Print the listing again exactly, leaving nothing out.

[Opening Supplied records section]

PR #534, opened 2020-05-04
[DONT MERGE] Use zstandard compression algorithm by default

Kami:
This pull request updates agent code to use zstandard compression algorithm by default on systems where ``zstandard`` Python library is available / installed.

In addition to that, I also updated requirements used by Docker containers to install that dependency so it will be used by default for Docker installations.

## Background, Context

We've done quite extensive testing and for most workloads, zstandard has shown to be a lot more efficient / faster than the current default (deflate level 9).

Because of that, it makes sense to use it by default in a future major agent release.

### Should we install zstandard Python library by default?

zstandard library contains a C extension which means we can't bundle it with the agent in the same manner as we bundle other pure-Python dependencies.

Good news though is that pre-compiled wheels are available for most common platforms and architectures so installing it using pip should work out of the box on most systems and doesn't require any C headers or compilation.

The question is if we should try to install ``zstandard`` library by default using pip inside our installer script or perhaps pre / post install script.

If we used a virtual environment or similar for agent, the answer would definitely be yes (or when we ship it as a single binary), but now the answer is not so clear / straight forward..

I personally think it should be fine to try to install it as part of the installer script using "best effort" approach - try to install it, but if the install fails (e.g. precompiled wheel is not available for the platform / architecture where the user is trying to install the agent on), ignore the failure (it simply means deflate instead of zstandard will be used).

## TODO

- [x] Decide if we should try to install zstandard library as part of the installer script or package pre / post install step


czerwingithub:
Just a record this note here...  I'm going to raise the issue with Mark O'Brien in the release meeting today.  I'd like to get Technical Services input on this.  After all, we could be making their life a harder (if this makes the installation more unstable or at least not as predictable).

Like I said in our meeting, we generally take the approach that we can do white glove service for customers who do push a large number of bytes into Scalyr (and therefore are more in need for something like this).

czerwingithub:
@Kami Ok, Mark O'Brien was fine with the idea of attempting to install zstd via the install script as long as there is a way to disable it.  We'll need to make it fairly robust so that it is not likely to cause problems.. and also do smart things like check to see if zstd is already installed.  Of course, the whole python2 / python3 thing might make this more difficult.

I'm also wondering if we should change how we specify the compression algorithm option to better support scenarios where the default is not available on the system.  Specifically, maybe we change the compression option to be a list of compression algorithms and compression levels.. we use the first one that is supported.  So, we could change the default to `zstd:6,deflate:6" (etc).

I believe we could make this backward compatible with existing option by just using the compression level option if none is specified for a particular algorithm.

Thoughts?

Kami:
Just to wrap up what we discussed  on the call.

With the current implementation, the end result is already the same (we fall back to deflate if zstandard is not available) so allowing a user to specify a list wouldn't really change that and it would just introduce a bit more complexity to the code.

In addition to that, most users who would override the value probably have a good reason for it and want to user single specific algorithm without a fallback.

Kami:
NOTE: smoke tests which rely on production API will be failing until the server side change is deployed there.

I could temporary update them to utilize deflate until the change is not deployed there, but it's probably just better to wait a day or two for that change to also be deployed there (this way we don't need to revert those changes again in a couple of days).

Kami:
As part of this PR, I also pushed some changes related to how we run unit tests.

We have some tests which rely on ``reload()`` and other functionality which can affect other tests running in the same process.

By default, py.test runs all the tests inside a single process which means we can't run those tests as part of the same target to avoid cross-test pollution.

Currently we are solving that by invoking py.test multiple times inside our tox unit test targets.

Downside of that approach is that it would not do anything if you manually run "conflicting" tests using py.test directly.

For example:

```bash
pytest -vv tests/unit/util/default_json_lib_test.py tests/unit/util/util_test.py
```

You would see errors similar to this:

```bash
ERROR: test_close_from_server (tests.unit.util.util_test.TestRedirectorClient)
  File "/home/kami/w/scalyr/scalyr-agent-2/tests/unit/util/util_test.py", line 788, in test_close_from_server
    self._client.join()
  File "/home/kami/w/scalyr/scalyr-agent-2/scalyr_agent/util.py", line 1205, in join
    if not self.isAlive() and self.__exception_info is not None:
  File "/home/kami/w/scalyr/scalyr-agent-2/scalyr_agent/util.py", line 1216, in isAlive
    return self.is_alive()
  File "/home/kami/w/scalyr/scalyr-agent-2/scalyr_agent/util.py", line 1232, in is_alive
    or not super(StoppableThread, self).is_alive()
TypeError: super(type, obj): obj must be an instance or subtype of type
```

That's because some of the tests imported StopptableThread which relies in old version of that class pre-reload which breaks things.

That + having multiple py.test invocations inside corresponding tox targets is not ideal so I decided to re-organize tests a bit (to make it very clear and explicit which tests need to run in isolation - those tests now have ``need_to_run_isolated`` pytest marker) and utilize pytest-forked plugin which allows us to run specific tests inside a subprocess.

@yanscalyr ^ The errors you were seeing a while back were likely related to that (or stale *.pyc file).

CHANGELOG.md
```diff
@@ -9,6 +9,8 @@ Packaged by Steven Czerwinski <czerwin@scalyr.com> on May 5, 2020 08:30 -0800
 
 Features
 * Add support for ``zstandard`` and ``lz4`` compression of outgoing requests to the Scalyr API. For backward compatibility reasons, the default value for ``compression_type`` configuration option still is ``deflate``.
+* Agent will now default to using ``zstandard`` instead of ``deflate`` for compressing outgoing requests on systems where ``zstandard`` Python library is available. For more information on this change and how to install zstandard library, please refer to the [release notes](https://github.com/scalyr/scalyr-agent-2/blob/master/RELEASE_NOTES.md).
```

[Closing Supplied records section]

[Result of the task]
PR #534, opened 2020-05-04
[DONT MERGE] Use zstandard compression algorithm by default

Kami:
This pull request updates agent code to use zstandard compression algorithm by default on systems where ``zstandard`` Python library is available / installed.

In addition to that, I also updated requirements used by Docker containers to install that dependency so it will be used by default for Docker installations.

## Background, Context

We've done quite extensive testing and for most workloads, zstandard has shown to be a lot more efficient / faster than the current default (deflate level 9).

Because of that, it makes sense to use it by default in a future major agent release.

### Should we install zstandard Python library by default?

zstandard library contains a C extension which means we can't bundle it with the agent in the same manner as we bundle other pure-Python dependencies.

Good news though is that pre-compiled wheels are available for most common platforms and architectures so installing it using pip should work out of the box on most systems and doesn't require any C headers or compilation.

The question is if we should try to install ``zstandard`` library by default using pip inside our installer script or perhaps pre / post install script.

If we used a virtual environment or similar for agent, the answer would definitely be yes (or when we ship it as a single binary), but now the answer is not so clear / straight forward..

I personally think it should be fine to try to install it as part of the installer script using "best effort" approach - try to install it, but if the install fails (e.g. precompiled wheel is not available for the platform / architecture where the user is trying to install the agent on), ignore the failure (it simply means deflate instead of zstandard will be used).

## TODO

- [x] Decide if we should try to install zstandard library as part of the installer script or package pre / post install step


czerwingithub:
Just a record this note here...  I'm going to raise the issue with Mark O'Brien in the release meeting today.  I'd like to get Technical Services input on this.  After all, we could be making their life a harder (if this makes the installation more unstable or at least not as predictable).

Like I said in our meeting, we generally take the approach that we can do white glove service for customers who do push a large number of bytes into Scalyr (and therefore are more in need for something like this).

czerwingithub:
@Kami Ok, Mark O'Brien was fine with the idea of attempting to install zstd via the install script as long as there is a way to disable it.  We'll need to make it fairly robust so that it is not likely to cause problems.. and also do smart things like check to see if zstd is already installed.  Of course, the whole python2 / python3 thing might make this more difficult.

I'm also wondering if we should change how we specify the compression algorithm option to better support scenarios where the default is not available on the system.  Specifically, maybe we change the compression option to be a list of compression algorithms and compression levels.. we use the first one that is supported.  So, we could change the default to `zstd:6,deflate:6" (etc).

I believe we could make this backward compatible with existing option by just using the compression level option if none is specified for a particular algorithm.

Thoughts?

Kami:
Just to wrap up what we discussed  on the call.

With the current implementation, the end result is already the same (we fall back to deflate if zstandard is not available) so allowing a user to specify a list wouldn't really change that and it would just introduce a bit more complexity to the code.

In addition to that, most users who would override the value probably have a good reason for it and want to user single specific algorithm without a fallback.

Kami:
NOTE: smoke tests which rely on production API will be failing until the server side change is deployed there.

I could temporary update them to utilize deflate until the change is not deployed there, but it's probably just better to wait a day or two for that change to also be deployed there (this way we don't need to revert those changes again in a couple of days).

Kami:
As part of this PR, I also pushed some changes related to how we run unit tests.

We have some tests which rely on ``reload()`` and other functionality which can affect other tests running in the same process.

By default, py.test runs all the tests inside a single process which means we can't run those tests as part of the same target to avoid cross-test pollution.

Currently we are solving that by invoking py.test multiple times inside our tox unit test targets.

Downside of that approach is that it would not do anything if you manually run "conflicting" tests using py.test directly.

For example:

```bash
pytest -vv tests/unit/util/default_json_lib_test.py tests/unit/util/util_test.py
```

You would see errors similar to this:

```bash
ERROR: test_close_from_server (tests.unit.util.util_test.TestRedirectorClient)
  File "/home/kami/w/scalyr/scalyr-agent-2/tests/unit/util/util_test.py", line 788, in test_close_from_server
    self._client.join()
  File "/home/kami/w/scalyr/scalyr-agent-2/scalyr_agent/util.py", line 1205, in join
    if not self.isAlive() and self.__exception_info is not None:
  File "/home/kami/w/scalyr/scalyr-agent-2/scalyr_agent/util.py", line 1216, in isAlive
    return self.is_alive()
  File "/home/kami/w/scalyr/scalyr-agent-2/scalyr_agent/util.py", line 1232, in is_alive
    or not super(StoppableThread, self).is_alive()
TypeError: super(type, obj): obj must be an instance or subtype of type
```

That's because some of the tests imported StopptableThread which relies in old version of that class pre-reload which breaks things.

That + having multiple py.test invocations inside corresponding tox targets is not ideal so I decided to re-organize tests a bit (to make it very clear and explicit which tests need to run in isolation - those tests now have ``need_to_run_isolated`` pytest marker) and utilize pytest-forked plugin which allows us to run specific tests inside a subprocess.

@yanscalyr ^ The errors you were seeing a while back were likely related to that (or stale *.pyc file).

CHANGELOG.md
```diff
@@ -9,6 +9,8 @@ Packaged by Steven Czerwinski <czerwin@scalyr.com> on May 5, 2020 08:30 -0800
 
 Features
 * Add support for ``zstandard`` and ``lz4`` compression of outgoing requests to the Scalyr API. For backward compatibility reasons, the default value for ``compression_type`` configuration option still is ``deflate``.
+* Agent will now default to using ``zstandard`` instead of ``deflate`` for compressing outgoing requests on systems where ``zstandard`` Python library is available. For more information on this change and how to install zstandard library, please refer to the [release notes](https://github.com/scalyr/scalyr-agent-2/blob/master/RELEASE_NOTES.md).
```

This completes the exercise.